Understanding the antiquity of mankind: Interpretation of past human behaviour from archaeological artefacts with special reference to stone tools
Assistant Professor, Department of Archaeology, Calcutta University.
The Nehru Trust award allowed me to visit the archives and manuscript collections of the Royal Anthropological Institute, London, and Indian Collections housed in the Pitt Rivers Museum, Oxford. The ambition of my project was to better consider the beginnings of prehistoric archaeology in the Indian sub-continent with special reference to eastern India.
Perhaps the greatest challenge of this work was in trying to understand the colonial mind from many fragmentary sources that very seldom spoke about personal inclinations and emotions that provoked many to make wild ventures into the unknown, in retrieving a prehistoric artefact or a tribal totem that became an item of circulation. What united all these travellers, colonial scholar-officials was a passion to collect and piece together a universal history of ‘mankind.’
The trip offered the enriching experience of working with two separate institutions. The displays at Pitt Rivers Museum have been purported to highlight and maintain the typological scheme of end-nineteenth century when it was founded. As one enters the main gallery one is transported back to the time when archaeology and anthropology were emerging as twin disciplines in Great Britain. The Museum computer database—a virtual treasure house—revealed information about a sizeable collection of archaeological and ethnographic objects appearing in the network of collections during the late nineteenth-early twentieth century.
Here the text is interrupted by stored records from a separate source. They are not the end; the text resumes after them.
PR #108, opened 2018-08-16
Log stderr of a data manager job failing.

### LINKED ISSUE #107: Difficult to debug run_data_managers
When running the data manager from ephemeris, there is no way to see what went wrong unless you tell galaxy to turn off cleanup and go digging in the job working directory. This is very awkward to debug if it is being run during a docker build, say, after the tools install. Here is what one gets in the case of any error:

```
galaxy.jobs.output_checker DEBUG 2018-08-15 19:49:06,367 Tool produced standard error failing job - [Traceback (most recent call last):
  File "/shed_tools/toolshed.g2.bx.psu.edu/repos/trinity_ctat/ctat_genome_resource_libs_data_manager/ea7bc21cbb7a/ctat_genome_resource_libs_data_manager/data_manager/add_ctat_resource_lib.py", line 879, in <module> # this is the line that says main(), not helpful in this case..
]
galaxy.jobs DEBUG 2018-08-15 19:49:06,526 (2) setting dataset 2 state to ERROR
galaxy.jobs INFO 2018-08-15 19:49:06,636 Collecting metrics for Job 2
galaxy.jobs DEBUG 2018-08-15 19:49:06,664 job 2 ended (finish() executed in (162.449 ms))
galaxy.tools.error_reports DEBUG 2018-08-15 19:49:06,674 Bug report plugin <galaxy.tools.error_reports.plugins.sentry.SentryPlugin object at 0x7f1a1e525190> generated response None

==> /home/galaxy/logs/slurmd.log <==
[2018-08-15T19:49:06.299] [3] sending REQUEST_COMPLETE_BATCH_SCRIPT, error:0
[2018-08-15T19:49:06.306] [3] done with job
Job 2 finished with state error.
Not all jobs successful! aborting...
Traceback (most recent call last):
  File "/usr/local/bin/run-data-managers", line 11, in <module>
    sys.exit(main())
  File "/usr/local/lib/python2.7/dist-packages/ephemeris/run_data_managers.py", line 294, in main
    data_managers.run(log, args.ignore_errors, args.overwrite)
  File "/usr/local/lib/python2.7/dist-packages/ephemeris/run_data_managers.py", line 255, in run
    run_jobs(self.fetch_jobs, self.skipped_fetch_jobs)
  File "/usr/local/lib/python2.7/dist-packages/ephemeris/run_data_managers.py", line 248, in run_jobs
    raise Exception('Not all jobs successful! aborting...')
Exception: Not all jobs successful! aborting...
```
Is there a way to display the contents of the galaxy_#.e file, perhaps?

rhpvorderman:
Added the code to log a stderr when a data manager job is failing.

I also ported `run-data-managers` to the new pytest framework. So this extra logging stuff is also tested.

This should fix #107 .


rhpvorderman:
I have changed the image as the `bgruening/galaxy-stable:dev` was giving problems. `bgruening/galaxy-stable:latest` seems to be a better choice.

tests/test_run_data_managers.py
```diff
@@ -0,0 +1,90 @@
...
+            dict(name="data_manager_fetch_genome_dbkeys_all_fasta",
+                 owner="devteam"),
+            dict(name="data_manager_sam_fasta_index_builder",
+                 owner="devteam"),
+            dict(name="data_manager_bwa_mem_index_builder",
+                 owner="devteam")
+        ]
+        irm = InstallRepositoryManager(container.gi)
+        irm.install_repositories(data_managers)
+        print("Restart container")
```
mvdbeek: Is that necessary ? It should work without on the 18.05 image, otherwise that'd be a galaxy bug.

tests/test_run_data_managers.py
```diff
@@ -0,0 +1,90 @@
...
+                    params=[
+                        {'dbkey_source|dbkey_source_selector': 'new'},
+                        {'dbkey_source|dbkey': 'INVALID'},
+                        {'dbkey_source|dbkey_name': 'INVALID_KEY'},
+                        {'sequence_name': 'INVALID'},
+                        {'sequence_id': 'INVALID'},
+                        {'reference_source|reference_source_selector': 'ncbi'},
+                        {'reference_source|requested_identifier': 'INVALID0123'}
+                    ],
+                    data_table_reload=[
```
mvdbeek: again, that shouldn't be necessary, and we'll remove the explicit table reloads in the future, as they don't even work in most setups.

tests/test_run_data_managers.py
rhpvorderman: I copied this from the old test script (where the container needed to be restarted after new data managers are installed). But I will remove this.

tests/test_run_data_managers.py
rhpvorderman: `data_table_reload` is used to determine which table needs to be populated. It is necessary for the checking functions. So it is still used, but not for the functionality it was originally meant for.
This might be more elegantly fixed since this is an attribute of the datamanager anyway, so the users should not have to supply this. But let's do that in a later pull request.

tests/test_run_data_managers.py
rhpvorderman:
```
    def make_post_request(self, url, payload, params=None, files_attached=False):
        """
            Make a POST request using the provided ``url`` and ``payload``.
            The ``payload`` must be a dict that contains the request values.
            The payload dict may contain file handles (in which case the files_attached
            flag must be set to true).
    
            If the ``params`` are not provided, use ``default_params`` class field.
            If params are provided and the provided dict does not have ``key`` key,
            the default ``self.key`` value will be included in what's passed to
            the server via the request.
    
            :return: The decoded response.
            """
        if params is not None and params.get('key', False) is False:
            params['key'] = self.key
        else:
            params = self.default_params
    
        # Compute data, headers, params arguments for request.post,
        # leveraging the requests-toolbelt library if any files have
        # been attached.
        if files_attached:
            payload.update(params)
            payload = MultipartEncoder(fields=payload)
            headers = self.json_headers.copy()
            headers['Content-Type'] = payload.content_type
            post_params = {}
        else:
            payload = json.dumps(payload)
            headers = self.json_headers
            post_params = params
    
        r = requests.post(url, data=payload, headers=headers,
                          verify=self.verify, params=post_params,
                          timeout=self.timeout)
        if r.status_code == 200:
            try:
                return r.json()
            except Exception as e:
                raise ConnectionError("Request was successful, but cannot decode the response content: %s" %
                                      e, body=r.content, status_code=r.status_code)
        # @see self.body for HTTP response body
        raise ConnectionError("Unexpected HTTP status code: %s" % r.status_code,
>                             body=r.text, status_code=r.status_code)
E       bioblend.ConnectionError: Unexpected HTTP status code: 400: {"err_data": {"all_fasta_source": "Parameter all_fasta_source requires a value, but has no legal values defined."}, "err_msg": "Parameter all_fasta_source requires a value, but has no legal values defined.", "err_code": 0}
```

rhpvorderman: Leads to an error unfortunately.
Let's solve this in another PR

mvdbeek: Yeah, I looked at the old test and I remember why we did this.
Can you add the comment `#We restart galaxy because otherwise the data manager tables won't be watched`

rhpvorderman:
So much clutter. And travis is giving issues with the environment. Furthermore codacy integration has been updated. I will close this and reopen in a new request.

PR #112, opened 2018-09-13
Prepare next release.

jmchilton:


rhpvorderman:
Sometimes jobs randomly fail for some reason. This is mainly due to the data manager part. Apparently sometimes the installation is not successful and the data managers need to be run again. I have never had this happen outside of the testing though. So I cannot really debug it. 
I restarted the failing job on travis.

Good work @jmchilton !

HISTORY.rst
```diff
@@ -6,10 +6,25 @@ History
...
----------------------
-
-    
+0.10.0.dev0
+---------------------
+
+* Refactor shed tool functionality to be more modular, readable, and concise
+  (thanks to `@rhpvorderman`_).
+  `Pull Request 104`_
+* Add ``pytest``, enable coverage testing (thanks to `@rhpvorderman`_).
```
rhpvorderman: Should all the testing be in the release note? I mean, it matters to us but what does the end user notice? (well less regressions probably, but we know that because we are developers. Our end users are not necessarily developers).

HISTORY.rst
```diff
@@ -6,10 +6,25 @@ History
...
 
 ---------------------
-0.9.1.dev0
----------------------
-
-    
+0.10.0.dev0
+---------------------
+
+* Refactor shed tool functionality to be more modular, readable, and concise
```
rhpvorderman: Maybe rephrase this to the things that matter to the end user:

Removed deprecated options from shed-tools CLI. shed-tools update now also accepts tool list, so tools in galaxy can be selectively updated. 
Improved algorithm leads to much faster skipping of already installed tool, which makes the installation of tools much faster on an already populated galaxy.

HISTORY.rst
martenson: @rhpvorderman I don't see reason why not to include it. Release notes have various people reading them and one of the reasons for notes is also to give credit (in this case to you ;)

HISTORY.rst
martenson: @rhpvorderman I am sure @jmchilton does not mind if you re-phrase this to your liking with a direct commit. Please do so.

rhpvorderman: @martenson Thanks for the suggestion. I changed it.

The Royal Anthropological Institute provided the experience of working in a very small archive of an Institute, now struggling to survive, but which had played a phenomenal role in the evolution of the discipline. I would consider my coming across W.E.Crooke’s private papers a very important discovery.
The study visit expanded my knowledge base, aiding me in not only to pursue my personal research, but also refining my teaching skills.